How to use hpmcountTo use the hpmcount utility, you do not need to modify your code.
Note: To guarantee correct hpmcount results, your code must be compiled with -qarch=pwr3 (or -qarch=auto).
By default hpmcount will write performance statistics for each task to standard output.
hpmcount is part of the HPM Toolkit. NERSC has compiled an explanation of some of the hpmcount output. All users will be interested in the reported value of Floating point instructions + FMA rate, which is the quantity usually called "FLOP" rate. The units reported are "Mflip/s", which is equivalent to the term "Mflop/s" for most purposes.
Usage
- Serial Job
% hpmcount executable_name
- Parallel jobs (separate output for each task)
% poe hpmcount executable_name -nodes x -procs y
Aggregate numbers for parallel jobs can be obtained by using IPM.
Caution: A common mistake: Do not do the following:
hpmcount poe ./executable_name hpmcount ./executable_name (if compiled with an mp* compiler)
Both of these are incorrect for parallel codes. They return the hardware performance data on the poe controlling process, not your code.
Examples
Three examples of the use of hpmcount are provided to illustrate various optimization levels for a matrix-matrix multiply computation. Examples are generally provided in Fortran, C and C++.
- Example 1: Unoptimized Matrix-Matrix Multiply
- Example 2: Optimized Matrix-Matrix Multiply
- Example 3: Library Call for Matrix-Matrix Multiply
We've compiled an explanation of the hardware counter output. The IBM documentation for the HPM Toolkit provides detailed descriptions of all the output measures provided by hpmcount as well as information on the lower-level API libhpm and a visualization tool for hpmviz for display of output files produced using libhpm. An example is provided in Fortran, C and C++ demonstrating the use of the low-level API to instrument distinct code sections, and the use of the hpmviz tool to visualize the analysis results.
For parallel codes, IPM is available to aggregate hpmcount information across multiple processors. The use of IPM is demonstrated with the following example.
Example 1: Unoptimized Matrix-Matrix Multiply
The following is a sample code which performs a matrix-matrix multiply. It is provided in
Running this code under hpmcount produces the following output.
Note that these some of these results vary slightly for the same compiler depending on machine loading.

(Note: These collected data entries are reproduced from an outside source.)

PR #1212, opened 2022-01-04
feat: support custom class component

agileago:


src/mount.ts
```diff
@@ -73,6 +74,25 @@ function getInstanceOptions(
   return resultOptions
 }
 
+// Standard Class component
```
cexbrayat, line 77: nit: I would remove "Standard" (here and everywhere), as I suspect most people won't write this component like this. I would use "Class component (without vue-class-component)" instead.

src/mount.ts
```diff
@@ -73,6 +74,25 @@ function getInstanceOptions(
...
+export function mount<V>(
+  originalComponent: {
+    new (...args: any[]): V
+    __vccOpts: any
+  },
+  options?: MountingOptions<any> & Record<string, any>
+): VueWrapper<ComponentPublicInstance<V>>
+
+// Standard Class component - props
```
cexbrayat, line 86: Same here "Class component (without vue-class-component) - props"

test-dts/mount.d-test.ts
```diff
@@ -211,6 +218,78 @@ class ClassComponent extends Vue {
 expectError(mount(ClassComponent, {}).vm.changeMessage())
 mount(ClassComponent, {}).vm.changeMessage('')
 
+// region standard class component implement
+class StandardClassComponent<Props extends {} = {}> {
```
cexbrayat, line 222: `class CustomClassComponent`

cexbrayat: (remove standard in the comment as well)

test-dts/mount.d-test.ts
```diff
@@ -211,6 +218,78 @@ class ClassComponent extends Vue {
...
+  render() {
+    return h('div', `hello world ${this.count.value}`)
+  }
+}
+
+// @ts-expect-error changeCount expects an argument
+expectError(mount(NoPropClassComponent, {}).vm.changeCount())
+mount(NoPropClassComponent, {}).vm.changeCount(2)
+
+interface WithProp_Props {
```
cexbrayat, line 265: We usually don't use underscores in interface names. Maybe just `ComponentProps`?

cexbrayat (changes requested):
Just a few name to change and we'll be good to merge 👍

agileago:
@cexbrayat thanks for your patient

lmiller1990 (approved):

The initial output about adding counter indicates the events that hpmcount is tracking.
After the code runs, hpmcount provides four sections of output:
- Total execution wall clock time,
- Resource usage, including basic information on timing memory usage, page faults, file I/O, interprocessor communication (IPC) and context switching
- Hardware counter information such as cycles, instructions, cache misses, register stores and loads, floating point unit (FPU) instructions, and floating point multiply-adds (FMAs)
- Rate information such as utilization, loads per cache miss, instructions per load/store, millions of instructions per second (MIPS), instructions per cycle, various sums of flaoting point operations and rates, and a measure of computation intensity
The Mflip/s metric near the end of the output indicates Millions of (arithmetic) FLoat Instructions Per Second. This reflects the floating point arithmetic operations performed by the code. These values may be used to deduce the computational efficiency of the code and possibly suggest optimization strategies. In general:
Mflip/s between 0- 100 (code needs optimization) Mflip/s between 100- 400 (code may need some optimization) Mflip/s between 400- 800 (well optimized code) Mflip/s between 800-1500 (very well optimized code or IBM libraray)
The example code in Fortran is only reporting around 8 Mflip/s, a very small percentage of the peak for a Power3 processor (1500 Mflip/s). The example code in C and C++ is reporting about 200 Mflip/s, which is better.
Some other useful values are:
Maximum resident set size : Amount of memory the code used PM_TLB_MISS (TLB misses) : Use of Cache (Should be small) Avg number of loads per TLB miss : Should be high (about 300 or more)
This code only used about 23 megabytes of memory. The Fortran version had about 2 billion cache misses, and only had about 1 cache page loads per miss. This indicates that the code was making inefficient use of the memory bandwidth. The C and C++ versions had only about 2 million cache misses, and over 1000 cache page loads per miss. The C and C++ versions of the code made much more efficient use of memory bandwidth.
Example 2: Optimized Matrix-Matrix Multiply
The memory access pattern of the code shown above in Example 1 can be made more efficient if the order of the indices in the nested loops is changed from i, k, j to j, k, i. This results in a memory stride of one.
do j=1,index
do k=1,index
do i=1,index
The results of running this rearranged code under hpmcount are shown here.
Notice that all of the examples shown thus far have the same number of Floating point instructions + FMAs of just over 2 billion operations. This reordering of the indices in the Fortran code has now improved the performance to the level of the C and C++ versions shown earlier.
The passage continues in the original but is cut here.